The defendant is responsible for losses flowing from (a) or (b), but not for losses flowing
from (c), (d) and (e). The trial judge wrongly assumed that all the plaintiffs’ contract
losses must be attributed to (a) and made no findings with respect to the other
possibilities, notwithstanding the fact that the defendant C.N. led evidence on them.
These findings must be made if justice is to be done.” (Majority)

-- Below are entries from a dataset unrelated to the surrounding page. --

PR #1172, opened 2020-10-06
Updated .env.template with missing config values.

BlackDex:
Several values were missing from the .env.template file.
Updated this with all the values which were missing.


sgissi:
@BlackDex I assume these variables are already working on 1.16.3? If so, I will update the Helm chart.

BlackDex:
@sgissi these are already working for a few versions back but never were added to the template.

PR #1173, opened 2020-10-06
Set DB Max pool size via environment variables

CollectiveMakers:
Tiny changes to set DB maximum pool size via environment variable (DB_POOL_MAX_SIZE). Usefull on small test infrastructures with low connection limits to database

### DIFF
--- a/src/config.rs
+++ b/src/config.rs
@@ -350,6 +350,9 @@ make_config! {
         /// Max database connection retries |> Number of times to retry the database connection during startup, with 1 second between each retry, set to 0 to retry indefinitely
         db_connection_retries:  u32,    false,  def,    15;
 
+        /// Max database pool size |> Number of simultaneous connections to the database
+        db_pool_max_size:       u32,    true,   def,    10;
+        
         /// Bypass admin page security (Know the risks!) |> Disables the Admin Token for the admin page so you may use your own auth in-front
         disable_admin_token:    bool,   true,   def,    false;
 
--- a/src/db/mod.rs
+++ b/src/db/mod.rs
@@ -44,14 +44,14 @@ macro_rules! generate_connections {
             pub fn from_config() -> Result<Self, Error> {
                 let url = CONFIG.database_url();
                 let conn_type = DbConnType::from_url(&url)?;
-
+                let max_size = CONFIG.db_pool_max_size();
                 match conn_type { $(
                     DbConnType::$name => {
                         #[cfg($name)]
                         {
                             paste::paste!{ [< $name _migrations >]::run_migrations()?; }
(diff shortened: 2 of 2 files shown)


BlackDex:
Those docker changes i can't approve since these should be the defaults. You can already change them via `-e PORT` etc... During docker run.

What is the actual reason this needs to be in here?

CollectiveMakers:
First reason is to allow direct use of dockerfiles on Cloud platforms using same environment variables at all stages (build and run)
Second reason is that binding tcp port numbers lower than 1024 doesn’t allow to run processes as non root user (which is recommended in a security perspective)


Cordialement.

Romain LORENZINI
________________________________
De : Mathijs van Veluw <notifications@github.com>
Envoyé : Tuesday, October 6, 2020 9:06:40 PM
À : dani-garcia/bitwarden_rs <bitwarden_rs@noreply.github.com>
Cc : Romain LORENZINI <romain@cmakers.io>; Author <author@noreply.github.com>
Objet : Re: [dani-garcia/bitwarden_rs] Set TCP Ports and DB Max pool size via environment variables (#1173)


Those docker changes i can't approve since these should be the defaults. You can already change them via -e PORT etc... During docker run.

What is the actual reason this needs to be in here?

BlackDex:
Ah, that seems plausible usage indeed.
Well the defaults won't change so I think it this will not harm anything else.

jjlin:
This doesn't let you the same variables during build and run phases. For example, you would use `docker build --build-arg PORT=8080` to build an image where `ROCKET_PORT` defaults to 8080, but `docker run -e ROCKET_PORT=8081` to override it when starting a new container (`docker run -e PORT=8081` wouldn't work).

I think something like
```
ARG ROCKET_PORT=80
ENV ROCKET_PORT=$ROCKET_PORT
```
would be better.

Also, there are already a couple of open PRs for the DB pool size. That's a separate issue and should be a separate PR.

BlackDex:
Agreed on the separate PR's indeed.

And the var should be the same indeed on all levels.

CollectiveMakers:
Ok changed this PR as a dedicated one for BD pool size and I will create another one for TCP Ports.
I saw the other PR related to DB Pool size but I think this one suits more existing code structure.

BlackDex:
That looks nice, but i think we also need some input validation.
For example, it must be 1 or higher. 0 will cause a panic.
And maybe a max amount, but that could be arbitrary.

jjlin:
This looks like pretty much the same implementation as #1108

BlackDex:
Going to close this one since it's a duplicate of #1108, and that one has some extra validity checks in it.

Thanks though for the PR!

PR #1175, opened 2020-10-06
Set tcp ports via environment variables in Dockerfile

CollectiveMakers:
First reason is to allow direct use of dockerfiles on Cloud platforms using same environment variables at all stages (build and run)
Second reason is that binding tcp port numbers lower than 1024 doesn’t allow to run processes as non root user (which is recommended in a security perspective)


jjlin:
I think you'll also need `ENV WEBSOCKET_PORT=$WEBSOCKET_PORT`

BlackDex:
Indeed, else the default isn't there anymore

jjlin:
The default would still be there, but `docker build --build-arg WEBSOCKET_PORT=1234` wouldn't change the default from 3012 to 1234

BlackDex:
Indeed, it was only an arg yes. That will not pass on to the container.

BlackDex:
Regarding the binding on a lower port, that is where `ROCKET_PORT` is for so that you can change this using the `ENV` values.
I actually do not see the benefits of having the image built with this _default_ changed and still having the ENV value used to set the port's anyway.

Also, there are many _Read Only_ configuration options which still need to be set using either a `.env` file or `-e ENV_VAR`.
If you are stating to want to have them the same across build and run, then you should probably add them all during build also.

Maybe i am a bit harsh on this, but i think it doesn't have any real added value by just using `ROCKET_PORT` and `WEBSOCKET_PORT` during the `docker run` command if it was build with other values or not and still use `-e ROCKET_PORT=` with the same value in the end.

PR #2968, opened 2022-12-09
Remove patched multer-rs

manofthepeace:
Seems like the fix was merged into 2022.10.0: https://github.com/bitwarden/mobile/releases/tag/v2022.10.0. Which is few months old now, so I think it is safe to remvove the workarounds

cc @BlackDex

### DIFF
--- a/Cargo.lock
+++ b/Cargo.lock
@@ -1516,7 +1516,8 @@ dependencies = [
 [[package]]
 name = "multer"
 version = "2.0.4"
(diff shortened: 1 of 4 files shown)


BlackDex:
We want to wait with this until next year, and at least after a newer release with this patched version included.
The reason is that we want to give late adapters to newer versions a bit more time.

But thanks for the PR.
We can leave it open until we want to remove it, but that will probably mean you need to perform some re-bases in the meantime.

BlackDex:
@manofthepeace from my point of view this PR is allowed to be merged now.
We have a new release with this patch. And i think all is fine right now. So merging this into the `testing` images would be good.

So if you can re-base, @dani-garcia can merge this :).

manofthepeace:
Rebase done.

BlackDex (approved):

PR #2970, opened 2022-12-09
use black favicon for /admin

tessus:
as mentioned in https://github.com/dani-garcia/bw_web_builds/pull/101#issuecomment-1343289313

image


williamdes (approved):

BlackDex:
Not to be rude here. But @stefan0xC already created some good looking favicon's. This version deviates from those. I would rather have them all the same.

tessus:
Hmm, the white favicon had a 64x64 dimension, which is why I thought I should be using it for the black one as well.

But I can use the black 32x32 from the other PR. Shall I do that?

tessus:
Yep, it is probably better for consistency. Thanks for pointing this out.

PR #3033, opened 2022-12-23
update favicon

wutoz:
remove background color


BlackDex:
We actually added it just a few weeks ago. So, i don't see a point in removing it again actually.
The main reason is, some people have a dark background, others a light one, this way it will always be visible.

wutoz:
get！😄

‘Once the loss occasioned by the transaction is established, the plaintiff has discharged
the burden of proof with respect to damages. A defendant who alleges that a plaintiff
would have entered into a transaction on different terms sets up a new issue. …. In the
absence of evidence to support a finding on this issue, should the plaintiff or defendant
bear the risk of non-persuasion? Must the plaintiff negative all speculative hypotheses
about his position if the defendant had not committed a tort or must the tortfeasor who
sets up this hypothetical situation establish it?’ (Dissent)
‘Although the legal burden generally rests with the plaintiff, it is not immutable. Valid
policy reasons will be sufficient to reverse the ordinary incidence of proof. In my opinion,
there is good reason for such reversal in this kind of case. The plaintiff is the innocent
victim of a misrepresentation which has induced a change of position. It is just that the
plaintiff should be entitled to say “but for the tortious conduct of the defendant, I would
not have changed my position”. A tortfeasor who says, “Yes, but you would have
assumed a position other than the status quo ante”, and thereby asks a court to find a
transaction whose terms are hypothetical and speculative, should bear the burden of
displacing the plaintiff's assertion of the status quo ante.’ (Majority)
P tendered a bid to supply meals to railway crews. Bid was based on a negligent forecast
by D as to the volume of meals that would be required and P lost money on the K before
terminating it.
Usually, where P enters into a transaction on the faith of a careless statement by D, P
is entitled to all the losses suffered on that transaction, on the assumption that “but
for” the negligent advice, P would have avoided the transaction altogether.
Where D can prove that P would still have entered into the transaction (though perhaps
on different terms) and would have suffered a loss, damages will be reduced. In these
situations, it cannot be said that all the losses suffered on the investment were caused
by D’s wrong because even in the absence of the wrong, P might still have made the
investment and might still have suffered a loss (though likely a smaller one)
In this case, court found that P would not have entered K but for D’s negligent
misrepresentation. P was entitled to recover all its losses from the K, including those
which may have not actually been caused by the negligent misrepresentations.